§ YOUR GOAL
Copy every record below exactly as it stands.

§ MATERIAL PROVIDED
· · ·

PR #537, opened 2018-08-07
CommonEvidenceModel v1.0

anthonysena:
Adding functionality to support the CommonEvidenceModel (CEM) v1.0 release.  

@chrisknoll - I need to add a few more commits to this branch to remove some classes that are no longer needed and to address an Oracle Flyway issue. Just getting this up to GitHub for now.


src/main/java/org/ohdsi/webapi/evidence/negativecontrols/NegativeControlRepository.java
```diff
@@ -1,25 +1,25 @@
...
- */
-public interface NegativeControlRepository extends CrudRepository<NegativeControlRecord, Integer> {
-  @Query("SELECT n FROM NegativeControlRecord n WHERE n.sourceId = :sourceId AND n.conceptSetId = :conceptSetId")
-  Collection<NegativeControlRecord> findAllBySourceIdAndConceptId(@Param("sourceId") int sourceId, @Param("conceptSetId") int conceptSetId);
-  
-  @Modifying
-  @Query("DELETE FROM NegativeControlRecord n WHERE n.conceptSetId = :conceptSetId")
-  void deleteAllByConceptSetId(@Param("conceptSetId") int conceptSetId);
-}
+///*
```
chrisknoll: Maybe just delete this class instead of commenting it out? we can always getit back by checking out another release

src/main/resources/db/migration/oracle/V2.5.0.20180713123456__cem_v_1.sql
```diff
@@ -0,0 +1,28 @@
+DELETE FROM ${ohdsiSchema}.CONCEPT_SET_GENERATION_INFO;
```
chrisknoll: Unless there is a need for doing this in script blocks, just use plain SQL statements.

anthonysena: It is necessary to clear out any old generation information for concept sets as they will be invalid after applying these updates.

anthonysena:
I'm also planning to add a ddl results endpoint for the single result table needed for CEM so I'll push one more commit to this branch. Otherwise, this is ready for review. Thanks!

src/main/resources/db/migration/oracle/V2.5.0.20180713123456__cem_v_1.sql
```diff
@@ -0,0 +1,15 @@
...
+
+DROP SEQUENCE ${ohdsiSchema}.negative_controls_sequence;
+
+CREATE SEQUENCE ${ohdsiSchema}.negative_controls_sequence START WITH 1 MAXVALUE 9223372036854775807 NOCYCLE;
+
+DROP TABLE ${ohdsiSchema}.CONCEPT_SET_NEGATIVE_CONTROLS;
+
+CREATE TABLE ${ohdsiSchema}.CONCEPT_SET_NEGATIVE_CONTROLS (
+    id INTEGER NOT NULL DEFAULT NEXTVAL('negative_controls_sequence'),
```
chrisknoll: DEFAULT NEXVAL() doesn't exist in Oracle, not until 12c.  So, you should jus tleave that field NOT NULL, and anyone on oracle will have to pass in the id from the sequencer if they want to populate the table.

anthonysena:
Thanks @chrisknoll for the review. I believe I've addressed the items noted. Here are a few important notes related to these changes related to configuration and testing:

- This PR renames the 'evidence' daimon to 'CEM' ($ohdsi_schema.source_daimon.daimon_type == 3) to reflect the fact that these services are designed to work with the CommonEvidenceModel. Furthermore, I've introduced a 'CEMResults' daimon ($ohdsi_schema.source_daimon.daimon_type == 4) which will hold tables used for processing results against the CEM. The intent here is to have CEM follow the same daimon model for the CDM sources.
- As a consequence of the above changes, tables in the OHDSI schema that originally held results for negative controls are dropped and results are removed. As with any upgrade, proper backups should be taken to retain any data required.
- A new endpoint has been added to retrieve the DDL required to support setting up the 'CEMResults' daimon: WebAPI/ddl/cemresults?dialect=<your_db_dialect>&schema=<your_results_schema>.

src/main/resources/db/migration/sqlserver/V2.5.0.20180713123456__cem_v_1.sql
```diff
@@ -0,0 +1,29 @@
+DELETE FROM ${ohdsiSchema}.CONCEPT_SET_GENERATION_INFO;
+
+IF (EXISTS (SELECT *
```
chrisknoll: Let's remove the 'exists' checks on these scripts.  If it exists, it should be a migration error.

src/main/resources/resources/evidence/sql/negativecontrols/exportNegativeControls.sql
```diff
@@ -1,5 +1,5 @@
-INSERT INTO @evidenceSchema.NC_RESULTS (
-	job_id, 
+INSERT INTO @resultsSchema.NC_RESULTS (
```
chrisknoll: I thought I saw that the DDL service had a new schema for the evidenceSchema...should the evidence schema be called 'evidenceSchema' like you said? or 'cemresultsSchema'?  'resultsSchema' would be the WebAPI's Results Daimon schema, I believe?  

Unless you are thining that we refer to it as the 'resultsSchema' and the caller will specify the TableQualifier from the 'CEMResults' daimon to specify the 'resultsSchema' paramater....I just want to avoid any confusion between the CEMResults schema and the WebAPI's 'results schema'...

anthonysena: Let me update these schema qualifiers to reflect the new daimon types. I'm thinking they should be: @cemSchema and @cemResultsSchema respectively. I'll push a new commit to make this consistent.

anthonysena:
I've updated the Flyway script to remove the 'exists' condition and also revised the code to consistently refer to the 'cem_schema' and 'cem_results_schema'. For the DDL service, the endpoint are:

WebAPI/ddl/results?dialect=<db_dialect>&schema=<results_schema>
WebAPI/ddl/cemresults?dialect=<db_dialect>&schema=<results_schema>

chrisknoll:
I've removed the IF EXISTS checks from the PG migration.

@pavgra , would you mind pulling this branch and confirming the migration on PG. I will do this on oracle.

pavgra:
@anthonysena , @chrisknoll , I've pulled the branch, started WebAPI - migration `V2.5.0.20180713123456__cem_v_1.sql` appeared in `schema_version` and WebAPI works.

· · ·

§ REPLY
PR #537, opened 2018-08-07
CommonEvidenceModel v1.0

anthonysena:
Adding functionality to support the CommonEvidenceModel (CEM) v1.0 release.  

@chrisknoll - I need to add a few more commits to this branch to remove some classes that are no longer needed and to address an Oracle Flyway issue. Just getting this up to GitHub for now.


src/main/java/org/ohdsi/webapi/evidence/negativecontrols/NegativeControlRepository.java
```diff
@@ -1,25 +1,25 @@
...
- */
-public interface NegativeControlRepository extends CrudRepository<NegativeControlRecord, Integer> {
-  @Query("SELECT n FROM NegativeControlRecord n WHERE n.sourceId = :sourceId AND n.conceptSetId = :conceptSetId")
-  Collection<NegativeControlRecord> findAllBySourceIdAndConceptId(@Param("sourceId") int sourceId, @Param("conceptSetId") int conceptSetId);
-  
-  @Modifying
-  @Query("DELETE FROM NegativeControlRecord n WHERE n.conceptSetId = :conceptSetId")
-  void deleteAllByConceptSetId(@Param("conceptSetId") int conceptSetId);
-}
+///*
```
chrisknoll: Maybe just delete this class instead of commenting it out? we can always getit back by checking out another release

src/main/resources/db/migration/oracle/V2.5.0.20180713123456__cem_v_1.sql
```diff
@@ -0,0 +1,28 @@
+DELETE FROM ${ohdsiSchema}.CONCEPT_SET_GENERATION_INFO;
```
chrisknoll: Unless there is a need for doing this in script blocks, just use plain SQL statements.

anthonysena: It is necessary to clear out any old generation information for concept sets as they will be invalid after applying these updates.

anthonysena:
I'm also planning to add a ddl results endpoint for the single result table needed for CEM so I'll push one more commit to this branch. Otherwise, this is ready for review. Thanks!

src/main/resources/db/migration/oracle/V2.5.0.20180713123456__cem_v_1.sql
```diff
@@ -0,0 +1,15 @@
...
+
+DROP SEQUENCE ${ohdsiSchema}.negative_controls_sequence;
+
+CREATE SEQUENCE ${ohdsiSchema}.negative_controls_sequence START WITH 1 MAXVALUE 9223372036854775807 NOCYCLE;
+
+DROP TABLE ${ohdsiSchema}.CONCEPT_SET_NEGATIVE_CONTROLS;
+
+CREATE TABLE ${ohdsiSchema}.CONCEPT_SET_NEGATIVE_CONTROLS (
+    id INTEGER NOT NULL DEFAULT NEXTVAL('negative_controls_sequence'),
```
chrisknoll: DEFAULT NEXVAL() doesn't exist in Oracle, not until 12c.  So, you should jus tleave that field NOT NULL, and anyone on oracle will have to pass in the id from the sequencer if they want to populate the table.

anthonysena:
Thanks @chrisknoll for the review. I believe I've addressed the items noted. Here are a few important notes related to these changes related to configuration and testing:

- This PR renames the 'evidence' daimon to 'CEM' ($ohdsi_schema.source_daimon.daimon_type == 3) to reflect the fact that these services are designed to work with the CommonEvidenceModel. Furthermore, I've introduced a 'CEMResults' daimon ($ohdsi_schema.source_daimon.daimon_type == 4) which will hold tables used for processing results against the CEM. The intent here is to have CEM follow the same daimon model for the CDM sources.
- As a consequence of the above changes, tables in the OHDSI schema that originally held results for negative controls are dropped and results are removed. As with any upgrade, proper backups should be taken to retain any data required.
- A new endpoint has been added to retrieve the DDL required to support setting up the 'CEMResults' daimon: WebAPI/ddl/cemresults?dialect=<your_db_dialect>&schema=<your_results_schema>.

src/main/resources/db/migration/sqlserver/V2.5.0.20180713123456__cem_v_1.sql
```diff
@@ -0,0 +1,29 @@
+DELETE FROM ${ohdsiSchema}.CONCEPT_SET_GENERATION_INFO;
+
+IF (EXISTS (SELECT *
```
chrisknoll: Let's remove the 'exists' checks on these scripts.  If it exists, it should be a migration error.

src/main/resources/resources/evidence/sql/negativecontrols/exportNegativeControls.sql
```diff
@@ -1,5 +1,5 @@
-INSERT INTO @evidenceSchema.NC_RESULTS (
-	job_id, 
+INSERT INTO @resultsSchema.NC_RESULTS (
```
chrisknoll: I thought I saw that the DDL service had a new schema for the evidenceSchema...should the evidence schema be called 'evidenceSchema' like you said? or 'cemresultsSchema'?  'resultsSchema' would be the WebAPI's Results Daimon schema, I believe?  

Unless you are thining that we refer to it as the 'resultsSchema' and the caller will specify the TableQualifier from the 'CEMResults' daimon to specify the 'resultsSchema' paramater....I just want to avoid any confusion between the CEMResults schema and the WebAPI's 'results schema'...

anthonysena: Let me update these schema qualifiers to reflect the new daimon types. I'm thinking they should be: @cemSchema and @cemResultsSchema respectively. I'll push a new commit to make this consistent.

anthonysena:
I've updated the Flyway script to remove the 'exists' condition and also revised the code to consistently refer to the 'cem_schema' and 'cem_results_schema'. For the DDL service, the endpoint are:

WebAPI/ddl/results?dialect=<db_dialect>&schema=<results_schema>
WebAPI/ddl/cemresults?dialect=<db_dialect>&schema=<results_schema>

chrisknoll:
I've removed the IF EXISTS checks from the PG migration.

@pavgra , would you mind pulling this branch and confirming the migration on PG. I will do this on oracle.

pavgra:
@anthonysena , @chrisknoll , I've pulled the branch, started WebAPI - migration `V2.5.0.20180713123456__cem_v_1.sql` appeared in `schema_version` and WebAPI works.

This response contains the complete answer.